Squat |
Preparation
Set the height of the barbell up to shoulder height.
place your feet slightly wider than shoulder-width apart.
Movement
Slowly descend towards the ground in a squat motion.
Hold for one second then Return back upright into the starting position and repeat.
Dips [Triceps] |
Preparation
Face away from the bar, grab it with an overhand grip.
Straighten your legs out in front of you
Movement
Bend your arms to lower your body towards the floor.
Stop when your triceps are parallel with the ground, then extend your arms to return to the start.
Bench Press [Chest] |
Preparation
Lie on the bench and grab the bar with a shoulder-width grip.
Movement
Slowly lower it down towards your chest.
Hold this position for one second, then return back up to the start.
Repeat for recommended amount of repetitions
[Shoulder] Press |
Preparation
Place a bench with back support underneath a smith machine.
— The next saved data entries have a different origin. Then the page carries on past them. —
PR #621, opened 2026-08-14
refactor(query): model dispatched transaction operations

aral01:
## Pull request type

- [x] Bugfix
- [ ] Feature
- [x] Refactoring (no api changes)
- [ ] Build related changes

- Transaction does not track ExecuteQuery RPC in progress. Started transaction still looks ready while query is running.
- On cancellation or Drop SDK can try rollback while another operation is still in progress.
- Session can be reused after operation with unknown server result.
- Transaction session and hooks are finished in different places.

Issue Number: N/A

## What is the new behavior?

- Transaction server state explicitly describes NotStarted, Ready and InFlight states.
- InFlight state describes Begin, Query, Commit and Rollback operations.
- Successful query returns transaction to Ready state.
- Definitive server error invalidates transaction.
- Cancellation or unknown server result makes transaction Ambiguous and discards its session.
- Drop tries rollback only for Ready transaction. InFlight transaction does not send competing rollback.
- Transaction owns its session and hooks until one terminal transition. Hooks are called exactly once.

## Other information

- This prepares transaction cleanup for CleanupWorker. Worker is not introduced in this PR.

### DIFF
--- a/ydb/src/client_query/exec.rs
+++ b/ydb/src/client_query/exec.rs
@@ -80,8 +80,8 @@ pub(crate) enum TxState {
     Committed,
     /// Rollback path was chosen and the SDK must not report a commit.
     RolledBack,
-    /// A conclusive failure ended the local transaction attempt. Its session ownership has already
-    /// been resolved; retry policy decides whether to start another attempt.
+    /// A returned operation error ended the local transaction attempt. Its session ownership has
+    /// already been resolved; retry policy decides whether to start another attempt.
     AttemptFailed(YdbError),
     /// A dispatched operation's server outcome was not conclusively observed.
     Undetermined(YdbError),
@@ -243,9 +243,9 @@ impl TxExecContext {
         replacement: TxState,
         status: QueryTxCommitStatus,
     ) -> YdbResult<SessionPoolLease> {
-        let mut active = self.replace_active(replacement)?;
-        active.notify_hooks(status);
-        Ok(active.lease)
+        let mut previous_active = self.replace_active(replacement)?;
+        previous_active.notify_hooks(status);
+        Ok(previous_active.lease)
     }
 
     /// End an attempt with an unknown server outcome and discard its session.
@@ -296,17 +296,6 @@ impl TxExecContext {
         Ok(())
     }
 
-    fn resolve_finalization_error(&mut self, error: &YdbError) -> YdbResult<()> {
-        // An error that is safe to retry even for non-idempotent work guarantees that the
-        // finalization did not complete. Other retry classes do not prove the outcome of an
-        // already-dispatched commit or rollback, so keep those outcomes undetermined.
-        if error.is_retriable(Idempotency::NonIdempotent) {
-            self.fail_attempt(error)
-        } else {
-            self.finish_undetermined(error.clone())
-        }
-    }
-
     fn handle_pre_dispatch_error(&mut self, error: &YdbError) -> YdbResult<()> {
         if error.requires_session_discard() {
             self.fail_attempt(error)?;
@@ -355,14 +344,14 @@ impl Drop for TxExecContext {
             (TxOperationState::InFlight, _) => return,
         };
 
+        let cleanup_timeout = lease.cleanup_timeout();
+        let session_id = lease.session_id().to_string();
+
         spawn_pool_release(async move {
-            let rollback_ok = client
-                .rollback_transaction(lease.session_id(), tx_id.as_str())
-                .await
-                .is_ok();
-            if rollback_ok {
-                lease.return_to_pool();
-            }
+            let rollback = client
+                .rollback_transaction(&session_id, tx_id.as_str())
+                .map_err(YdbError::from);
+            finish_rollback_cleanup(lease, cleanup_timeout, rollback).await;
         });
     }
 }
@@ -855,7 +844,7 @@ pub(crate) async fn tx_commit(tx: &mut TxExecContext) -> YdbResult<()> {
             Ok(())
         }
         Err(error) => {
-            tx.resolve_finalization_error(&error)?;
+            tx.fail_attempt(&error)?;
             Err(error)
         }
     }
@@ -899,7 +888,7 @@ pub(crate) async fn tx_rollback(tx: &mut TxExecContext) -> YdbResult<()> {
             Ok(())
         }
         Err(error) => {
-            tx.resolve_finalization_error(&error)?;
+            tx.fail_attempt(&error)?;
             Err(error)
         }
     }
@@ -1080,31 +1069,6 @@ mod unit_tests {
             assert_ne!(replacement.session_id(), session_id);
             replacement.return_to_pool();
         }
-    }
-
-    #[tokio::test]
-    async fn undetermined_finalization_discards_session() {
-        let pool = SessionPool::new_explicit_bench(SessionPoolSettings::new().with_limit(1));
-        let lease = pool.acquire_explicit().await.expect("acquire test session");
-        let session_id = lease.session_id().to_string();
-        let mut ctx = test_transaction_context(lease).await;
-        ctx.mark_query_in_flight_for_test("tx-1");
-        let error = YdbError::YdbStatusError(crate::errors::YdbStatusError::new(
-            "transaction outcome unknown",
-            StatusCode::Undetermined as i32,
-            vec![],
-        ));
-
-        ctx.resolve_finalization_error(&error)
-            .expect("unknown outcome must finish the transaction");
-
-        assert!(matches!(ctx.state, TxState::Undetermined(_)));
-        let replacement = pool
-            .acquire_explicit()
-            .await
-            .expect("discarded session must be replaced");
-        assert_ne!(replacement.session_id(), session_id);
-        replacement.return_to_pool();
     }
 
     #[tokio::test]
--- a/ydb/src/client_query/exec.rs
+++ b/ydb/src/client_query/exec.rs
@@ -1045,7 +1045,7 @@ mod unit_tests {
     }
 
     #[tokio::test]
-    async fn transient_dispatched_error_discards_session_with_possibly_active_transaction() {
+    async fn transient_dispatched_error_discards_session_when_cleanup_fails() {
         for status in [StatusCode::Unavailable, StatusCode::Overloaded] {
             let pool = SessionPool::new_explicit_bench(SessionPoolSettings::new().with_limit(1));
             let lease = pool.acquire_explicit().await.expect("acquire test session");
--- a/ydb/src/client_query/exec.rs
+++ b/ydb/src/client_query/exec.rs
@@ -5,8 +5,8 @@ use std::time::{Duration, Instant};
 use futures_util::TryFutureExt;
 use tokio::time::timeout;
 
-use crate::errors::{Idempotency, YdbError, YdbResult};
 use crate::client_metrics::names::MetricsNames;
+use crate::errors::{Idempotency, YdbError, YdbResult};
 use crate::grpc_connection_manager::GrpcConnectionManager;
 use crate::grpc_wrapper::raw_query_service::client::RawQueryClient;
 use crate::grpc_wrapper::raw_query_service::execute_query::RawExecuteQueryRequest;
@@ -823,6 +823,7 @@ pub(crate) async fn tx_commit(tx: &mut TxExecContext) -> YdbResult<()> {
         return Err(err);
     }
     let operation_timeout = remaining_retry_timeout(tx.retry_deadline);
+    let commit_counter = tx.metrics_names.client_transaction_commit_counter.clone();
     let active = tx.active_mut()?;
     if active.server_progress.operation.is_in_flight() {
         return Err(TxServerProgress::operation_in_progress_error());
@@ -833,9 +834,7 @@ pub(crate) async fn tx_commit(tx: &mut TxExecContext) -> YdbResult<()> {
         return Ok(());
     };
 
-    tx.metrics_names
-        .client_transaction_commit_counter
-        .increment(1);
+    commit_counter.increment(1);
 
     debug_assert_eq!(active.server_progress.operation, TxOperationState::Ready);
     active.server_progress.operation = TxOperationState::InFlight;
@@ -1006,7 +1005,13 @@ mod unit_tests {
             .get_auth_service_to_node(RawQueryClient::new, lease.node_uri())
             .await
             .expect("create test query client");
-        tx_exec_context(client, lease, TransactionOptions::default(), None)
+        tx_exec_context(
+            client,
+            lease,
+            TransactionOptions::default(),
+            None,
+            MetricsNames::new(None),
+        )
     }
 
     #[test]
--- a/ydb/src/client_query/exec.rs
+++ b/ydb/src/client_query/exec.rs
@@ -2,9 +2,11 @@ use std::collections::HashMap;
 use std::future::Future;
 use std::time::{Duration, Instant};
 
+use futures_util::TryFutureExt;
 use tokio::time::timeout;
 
 use crate::errors::{Idempotency, YdbError, YdbResult};
+use crate::client_metrics::names::MetricsNames;
 use crate::grpc_connection_manager::GrpcConnectionManager;
 use crate::grpc_wrapper::raw_query_service::client::RawQueryClient;
 use crate::grpc_wrapper::raw_query_service::execute_query::RawExecuteQueryRequest;
@@ -15,13 +17,13 @@ use crate::grpc_wrapper::raw_query_service::transaction_control::{
 use crate::retry_settings::RetrySettings;
 use crate::traces::helpers::ensure_len_string;
 
-use crate::client_metrics::names::MetricsNames;
-use crate::session_pool::{SessionPool, SessionPoolLease, spawn_pool_release};
 use crate::types::Value;
 use crate::{TransactionOptions, TxMode, closure};
 use tracing::instrument;
 
-use super::hooks::QueryTxHook;
+use crate::session_pool::{SessionPool, SessionPoolLease, spawn_pool_release};
+
+use super::hooks::{QueryTxCommitStatus, QueryTxHook};
 
 #[derive(Clone, Debug, Default)]
 pub(crate) struct CallOptions {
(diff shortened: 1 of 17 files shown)


ydb/src/client_query/exec.rs
```diff
@@ -154,10 +318,52 @@ impl TransactionExecContext {
...
+    fn finish_query_error(&mut self, error: &YdbError) -> YdbResult<()> {
+        if error.invalidates_server_transaction() {
+            return self.finish_server_rejected(error);
+        }
+        if error.requires_session_discard() {
+            return self.finish_ambiguous(error.clone());
+        }
+        match self.active_mut()?.server.finish_failed_query()? {
+            FailedQueryState::Ready => Ok(()),
+            FailedQueryState::OutcomeUnknown => self.finish_ambiguous(error.clone()),
```
rekby: `UNDETERMINED` falls through this logic: it neither invalidates the server transaction nor requires session discard, so an existing transaction is restored to `Ready` even though the query outcome is unknown. The caller can then dispatch another operation on the same transaction, contrary to the stated ambiguous-outcome behavior. Classify unknown operation outcomes separately from session health and transition them through `finish_ambiguous`.

ydb/src/client_query/exec.rs
```diff
@@ -472,49 +674,40 @@ async fn transaction_execute_request(
...
+            tx.active_mut()?.server = ServerTransaction::Ready(tx_id);
             Ok(())
         }
         Err(err) => {
-            let active = tx.active_mut()?;
-            active.server = ServerTransaction::NotStarted;
-            if err.requires_session_discard() {
-                active.lease.invalidate();
-            }
+            tx.finish_ambiguous(err.clone())?;
```
rekby: This treats every `BeginTransaction` failure as ambiguous. Definitive server statuses such as `ABORTED` satisfy `invalidates_server_transaction()` and may be retryable without requiring session discard; marking them `Ambiguous` deletes the lease and, if the callback catches the error, makes `resolve_post_callback_action` fail instead of retry. Route definitive responses through `finish_server_rejected` (or equivalent), reserving this path for unknown outcomes.

ydb/src/client_query/exec.rs
```diff
@@ -696,44 +866,36 @@ pub(crate) async fn transaction_commit(tx: &mut TransactionExecContext) -> YdbRe
...
-    // Do not retry commit: a transport timeout may mean the commit succeeded server-side.
-    active.lease.finish(result)
+    match result {
+        Ok(()) => {
+            tx.finish_transaction(TxState::Committed, QueryTxCommitStatus::Committed)?
+                .return_to_pool();
+            Ok(())
+        }
+        Err(error) => {
+            tx.finish_ambiguous(error.clone())?;
```
rekby: All commit failures now drop the session via `finish_ambiguous`, including definitive YDB statuses for which `requires_session_discard()` is false. The previous `lease.finish(result)` returned those healthy sessions to the pool, so repeated server-side rejections now cause unnecessary DeleteSession/CreateSession churn. Classify definitive responses separately; the rollback error branch has the same issue.

rekby (commented):

rekby (commented):
OK

ydb/src/client_query/stream_facade.rs
```diff
@@ -46,15 +46,21 @@ impl Drop for QueryStream<'_> {
...
+    }
+
+    fn finish_cancelled_lifecycle(&mut self, dropped_mid_stream: bool) {
         let lifecycle = std::mem::replace(&mut self.lifecycle, QueryStreamLifecycle::Finished);
         if let QueryStreamLifecycle::Active(QueryStreamOwner::Transaction { context, .. }) =
             lifecycle
             && dropped_mid_stream
         {
-            transaction_invalidate_session(context);
+            transaction_cancel_query(context);
```
rekby: This terminal transition is skipped when the response has already reached EOF because `dropped_mid_stream` is then false. However, `next_result_set()` returning `None` does not call `transaction_finish_query`, so dropping a fully drained but unclosed stream leaves the transaction in `InFlight(Query(_))`; after the borrow is released, every subsequent query, commit, or rollback fails with “operation is already in progress.” A conversion error on the final result set reaches the same state. Make every unclosed transaction stream terminal on drop, even after EOF, or explicitly finish the transaction when EOF is observed.

ydb/src/client_query/exec.rs
```diff
@@ -696,44 +835,36 @@ pub(crate) async fn transaction_commit(tx: &mut TransactionExecContext) -> YdbRe
...
-    // Do not retry commit: a transport timeout may mean the commit succeeded server-side.
-    active.lease.finish(result)
+    match result {
+        Ok(()) => {
+            tx.finish_transaction(TxState::Committed, QueryTxCommitStatus::Committed)?
+                .return_to_pool();
+            Ok(())
+        }
+        Err(error) => {
+            tx.finish_dispatched_error(&error)?;
```
rekby: Status-coded commit failures are now classified as `Invalidated`, but `try_attempt_body` still wraps every `tx.commit()` error in `ControlFlow::Break`, bypassing `retry_flow`. Consequently, `retry_tx` will not retry a definitive `ABORTED`/`UNAVAILABLE` commit failure even though these statuses are `NeedRetry::True` and this code establishes that the attempt did not commit. The caller should continue through the retry policy for `Invalidated`, while retaining the unconditional break for `Ambiguous` commit outcomes.

rekby (commented):

rekby (commented):
OK

ydb/src/client_query/exec.rs
```diff
@@ -532,44 +696,58 @@ pub(crate) fn transaction_finish_query(
...
-        tracing::error!(%error, "failed to finish transaction after query error");
+pub(crate) fn transaction_handle_query_error(
+    tx: &mut TransactionExecContext,
+    err: &YdbError,
+) -> YdbResult<()> {
+    if tx.active()?.server.query_is_in_flight() {
+        return tx.finish_dispatched_error(err);
     }
+    if err.requires_session_discard() {
+        return tx.finish_ambiguous(err.clone());
```
rekby: This path also handles failures before `start_query()` (for example, `ensure_healthy()` returning `BAD_SESSION`). No transaction operation was dispatched, so marking the state `Ambiguous` makes `retry_tx` stop even though `BAD_SESSION` is classified as retryable and the attempt definitely did not commit. Terminate it as a failed attempt while still discarding the unhealthy session.

```suggestion
        return tx.finish_attempt_failed(err);
```

rekby (commented):

rekby (commented):
OK

rekby (commented):
OK

rekby (commented):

Sit slightly in behind the barbell making sure the bar is at the same height as your nose.
Movement
Release the bar and push the bar up until full extension.
Pause then return to start position.
Repeat for recommended amount of repetitions
Preparation
Standing up straight with your feet shoulder-width apart, keeping your knees slightly bent.
Lean forward with your upper body until your chest is parallel to the floor and grasp bar with overhand grip.
Movement
Pull the bar up until it is almost touching your chest.
Hold this position for one second, then return to starting position.
Repeat for recommended amount of repetitions
Smith Machine [Bicep] Curls
Preparation
Stand up straight in front of the machine grabbing the bar with an underhand grip.
lower the bar so that your arms are rested at your sides.
Movement
Then curl the bar up towards your shoulders, isolating the bicep.
Hold for one second, then return back to the starting position.